_What is expected_:
Could you count the lines in the data that contain "make"? Reply with the number only.

Stored data entries
* * * * * * * * *

PR #32907, opened 2023-09-06
Jetpack CRM Hack Week Emails

robertf4:
Fixes #

## Proposed changes:

*

### Other information:

- [ ] Have you written new tests for your changes, if applicable?
- [ ] Have you checked the E2E test CI results, and verified that your changes do not break them?
- [ ] Have you tested your changes on WordPress.com, if applicable (if so, you'll see a generated comment below with a script to run)?

## Testing instructions:

* Go to '..'
*

PR #32944, opened 2023-09-08
CRM: Add crm webpack alias

robertf4:
Fixes https://github.com/Automattic/zero-bs-crm/issues/3305

## Proposed changes:

In tsconfig.json there is a "crm/*" path which allows the reference of JS code by direct paths instead of relative paths. e.g. "crm/components/*" instead of "../../*" for component files.

This allowed the TS compiler to understand these paths, but Webpack was not correctly understanding these paths. This PR adds a Webpack alias so that it will understand these paths.

### Other information:

No

## Testing instructions:

Build the JavaScript with `pnpm build` and make sure everything compiles. The actual error only happened at runtime and there is no code in trunk that will currently exhibit this, so there is no functionality to test. This was found and fixed in https://github.com/Automattic/jetpack/pull/32907 so you may run that if you really want to test it.

### DIFF
--- a/projects/plugins/crm/webpack.config.js
+++ b/projects/plugins/crm/webpack.config.js
@@ -120,6 +120,9 @@ const crmWebpackConfig = {
 	},
 	resolve: {
 		...jetpackWebpackConfig.resolve,
+		alias: {
+			"crm": path.resolve(__dirname, "src/js/")	
+		}
 	},
 	node: false,
 	plugins: [
--- a/projects/plugins/crm/webpack.config.js
+++ b/projects/plugins/crm/webpack.config.js
@@ -122,7 +122,7 @@ const crmWebpackConfig = {
 		...jetpackWebpackConfig.resolve,
 		alias: {
 			...jetpackWebpackConfig.resolve.alias,
-			"crm": path.resolve(__dirname, "src/js/")	
+			crm: path.resolve( __dirname, 'src/js/' ),
 		}
 	},
 	node: false,
--- a/projects/plugins/crm/webpack.config.js
+++ b/projects/plugins/crm/webpack.config.js
@@ -121,6 +121,7 @@ const crmWebpackConfig = {
 	resolve: {
 		...jetpackWebpackConfig.resolve,
 		alias: {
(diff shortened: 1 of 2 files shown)


projects/plugins/crm/webpack.config.js
```diff
@@ -120,6 +120,9 @@ const crmWebpackConfig = {
 	},
 	resolve: {
 		...jetpackWebpackConfig.resolve,
+		alias: {
+			"crm": path.resolve(__dirname, "src/js/")	
+		}
```
zinigor, line 126: We're potentially overwriting Jetpack Webpack Config's `alias` property this way, can we instead extend it using something like this: https://github.com/Automattic/jetpack/blob/0bc1ca706c403d13b91ed5fbd9831cb6a6c219d0/projects/packages/search/tools/webpack.instant.config.js#L47 ?

robertf4: Sure, I made the update.

projects/plugins/crm/webpack.config.js
```diff
@@ -120,6 +120,10 @@ const crmWebpackConfig = {
 	},
 	resolve: {
 		...jetpackWebpackConfig.resolve,
+		alias: {
+			...jetpackWebpackConfig.resolve.alias,
+			"crm": path.resolve(__dirname, "src/js/")
```
anomiex: It's unfortunate that crm is globally ignoring eslint. The suggestion it would make here seems useful.
```suggestion
			crm: path.resolve( __dirname, 'src/js/' ),
```

anomiex (commented):
Seems like this will do what's intended. Personally I can't say I'm too fond of having things be confusing about "crm" versus "[crm](https://www.npmjs.com/package/crm)", but if this is what your team wants then I won't try to stop you. I'll leave final approval for your team.

Left a suggestion inline, but feel free to ignore it if you want.

tbradsha (approved):
Could always go with `jpcrm` in `tsconfig.json` and as the alias, but I agree, it's unlikely to be an issue here.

* * * * * * * * *

_Result of the task_:
2